_What you are asked to do_
Extract the line that contains "Fix not iterable error in regenerate-bundle" and every line after it to the end of the records below, exactly as written and nothing else.
== Data for the task
PR #27, opened 2015-07-21
Add CR2 support

gillstrom:
Added support for CR2. The first bytes are the same as TIFF, so it had to be placed before.

The extension is capitalized (`.CR2`) importing the photos from my camera, so I kept it that way. Should it be in lowercase?

### DIFF
--- a/index.js
+++ b/index.js
@@ -32,11 +32,12 @@ module.exports = function (buf) {
 		};
 	}
 
+	// needs to be before `tif` check
 	if (((buf[0] === 0x49 && buf[1] === 0x49 && buf[2] === 0x2A && buf[3] === 0x0) || (buf[0] === 0x4D && buf[1] === 0x4D && buf[2] === 0x0 && buf[3] === 0x2A)) && buf[8] === 0x43 && buf[9] === 0x52) {
 		return {
-			ext: 'CR2',
+			ext: 'cr2',
 			mime: 'image/x-canon-cr2'
-		}
+		};
 	}
 
 	if ((buf[0] === 0x49 && buf[1] === 0x49 && buf[2] === 0x2A && buf[3] === 0x0) || (buf[0] === 0x4D && buf[1] === 0x4D && buf[2] === 0x0 && buf[3] === 0x2A)) {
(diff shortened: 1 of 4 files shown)


arthurvr:
Thanks! Needs to be added to the readme as well.

index.js
```diff
@@ -32,6 +32,13 @@ module.exports = function (buf) {
 		};
 	}
 
+	if (((buf[0] === 0x49 && buf[1] === 0x49 && buf[2] === 0x2A && buf[3] === 0x0) || (buf[0] === 0x4D && buf[1] === 0x4D && buf[2] === 0x0 && buf[3] === 0x2A)) && buf[8] === 0x43 && buf[9] === 0x52) {
```
arthurvr: Is there a reason you added this here and not at the bottom? If there is let's add a comment about that.

index.js
```diff
@@ -32,6 +32,13 @@ module.exports = function (buf) {
...
+		return {
+			ext: 'CR2',
+			mime: 'image/x-canon-cr2'
+		}
```
arthurvr: Missing a semicolon

arthurvr:
> The extension is capitalized (.CR2) importing the photos from my camera, so I kept it that way. Should it be in lowercase?

It technically doesn't matter so I'd prefer to be consistent and lowercase it.

index.js
gillstrom: Yeah as I said in the PR, but I'll add one in the code as well.

arthurvr:
Can we get the filesize of the fixture down? 20MB is quite a bunch.

kevva:
> Can we get the size of the fixture down? 20MB is quite a bunch.

CR2 files are pretty large to begin with.

gillstrom:
Fixed everything except the file size. I have troubles finding a smaller one, since all the data is kept in the file even if I change to the size to 1x1.

arthurvr:
I don't like it, but no way around it, so :+1:. Thanks!

arthurvr:
@sindresorhus Can you release this?

sindresorhus:
done

PR #34, opened 2015-09-25
Add dmg support

fasterthanlime:
This adds support to detect 'dmg' files - might be a fringe case for most node.js users, but for [our app](http://github.com/itchio/itchio-app) - it's pretty much something we need to do :)

I'm a bit confused by the [DMG format](https://en.wikipedia.org/wiki/Apple_Disk_Image) to be honest, it seems to exist in many variants.

  * The Wikipedia [List of file signatures](https://en.wikipedia.org/wiki/List_of_file_signatures) says the magic is `78 01 73 0D 62 62 60`
  * A freshly created fixture has `78 01 ED D0 B1 0D 41` instead
  * A file found in the wild has `78 01 73 75 F3 54 08`

The only common denominator is `78 01` and it seems it's not used by any other type supported by `file-type`, so I think it should be fine.

Let me know if anything's wrong with my PR, thanks for the great package!


shinnn:
LGTM

PR #44, opened 2016-01-03
Added ISO Media, MP4 v2 [ISO 14496-14]

yagop:
I created a fixture. A real video file can be found [here](http://techslides.com/sample-webm-ogg-and-mp4-video-files-for-html5).

```bash
$ file fixture/fixture-isomv2.mp4 
fixture/fixture-isomv2.mp4: ISO Media, MP4 v2 [ISO 14496-14]
```


sindresorhus:
Thank you :)

PR #45, opened 2016-01-03
Xo and ava

yagop:
`xo` and `ava` versions in `package.json`. Use `./node_modules/xo/cli.js && ./node_modules/ava/cli.js` for tests


yagop:
Closed, this branch started from `MP4v2-ISOM`

PR #46, opened 2016-01-03
xo and ava versions. Use ./node_modules/xo/cli.js && ./node_modules/a…

yagop:
`xo` and `ava` versions in `package.json`. Use `./node_modules/xo/cli.js && ./node_modules/ava/cli.js` for tests.

### DIFF
--- a/package.json
+++ b/package.json
@@ -13,7 +13,7 @@
     "node": ">=0.10.0"
   },
   "scripts": {
-    "test": "xo && ava"
+    "test": "./node_modules/xo/cli.js && ./node_modules/ava/cli.js"
   },
   "files": [
     "index.js"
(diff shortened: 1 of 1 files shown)


sindresorhus:
No, there's no point. The current way works fine.

yagop:
Current way works fine but requires `xo` and `ava` installed globally and not many modules uses them.

kevva:
Only Windows needs the absolute path. OS X and Linux resolves to the locally installed one.

sindresorhus:
npm prepends locally installed binaries to the PATH so you can run them by name. No need to globally install.

kevva:
Except, on Windows it doesn't, surprise surprise.

yagop:
Oh it's true, thanks :sweat_smile:

PR #47, opened 2016-01-03
cache node_modules dir

yagop:
Travis cache `node_modules` dir

### DIFF
--- a/.travis.yml
+++ b/.travis.yml
@@ -4,3 +4,6 @@ node_js:
   - 'stable'
   - '0.12'
   - '0.10'
+cache:
+  directories:
+    - node_modules


sindresorhus:
No thanks. No point. Travis is fast enough and there are downsides with using a cache.

yagop:
I cant see the downside of using a cached version of `node_modules` for your project. The last Travis job took 59.25s doing the `npm install` which is about 80% (1 min 14 sec).

sindresorhus:
When I run Travis I want to test on a fresh npm install. What if a sub-sub-dependency breaks in a patch version, but it's cached. Then Travis will pass, but will be broken for the user. Not worth the minor speed improvement.

yagop:
I see :+1:

PR #104, opened 2020-06-10
Use the overwrite_from_index_token when pulling the from_index image

mprahl:
This allows IIB to interact with index images it does not have access to by default.

### DIFF
--- a/iib/workers/tasks/utils.py
+++ b/iib/workers/tasks/utils.py
@@ -267,7 +267,7 @@ def _get_function_arg_value(arg_name, func, args, kwargs):
     original_func = func
     while getattr(func, '__wrapped__', None):
         original_func = func.__wrapped__
-    argspec = inspect.getargspec(original_func).args
+    argspec = inspect.getfullargspec(original_func).args
 
     arg_index = argspec.index(arg_name)
     arg_value = kwargs.get(arg_name, None)
--- a/iib/workers/tasks/utils.py
+++ b/iib/workers/tasks/utils.py
@@ -1,4 +1,6 @@
 # SPDX-License-Identifier: GPL-3.0-or-later
+import base64
+from contextlib import contextmanager
 import functools
 import inspect
 import json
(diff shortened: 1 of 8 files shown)


iib/workers/tasks/utils.py
```diff
@@ -68,6 +73,80 @@ def inner(*args, **kwargs):
...
+            log.debug('The Docker config symlink at %s does not exist', docker_config_path)
+
+        conf = get_worker_config()
+        if os.path.exists(conf.iib_docker_config_template):
+            log.debug(
+                'Copying the Docker config from %s to %s',
+                conf.iib_docker_config_template,
+                docker_config_path,
+            )
+            shutil.copy2(conf.iib_docker_config_template, docker_config_path)
```
lcarva, line 131: Why copy if the file is always re-written a few lines below. Could you just read from `conf.iib_docker_config_template` and write to `docker_config_path` once after modifications?

iib/workers/tasks/utils.py
```diff
@@ -68,6 +73,80 @@ def inner(*args, **kwargs):
...
+    This context manager will reset the authentication to the way it was after it exits. If
+    ``token`` is falsy, this context manager will do nothing.
+
+    :param str token: the token in the format of ``username:password``
+    :param str container_image: the pull specification of the container image to parse to determine
+        the registry this token is for.
+    :return: None
+    :rtype: None
+    """
+    if not token:
```
lcarva, line 108: What happens if request A uses an overwrite token and the clean up fails to execute. When a new request B comes along, which doesn't use an overwrite token, the old authfile will be used, no?

mprahl: `_cleanup` is always called at the start up of the Celery tasks, which resets the Docker config to the original.

iib/workers/tasks/utils.py
mprahl: Good point. I'll fix that.

lcarva:
Tests need updating due to code change.

PR #106, opened 2020-06-12
Fix not iterable error in regenerate-bundle

lcarva:
This fixes the following error when running a regenerate-bundle build
request:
====
_Completed exercise_
Fix not iterable error in regenerate-bundle

lcarva:
This fixes the following error when running a regenerate-bundle build
request:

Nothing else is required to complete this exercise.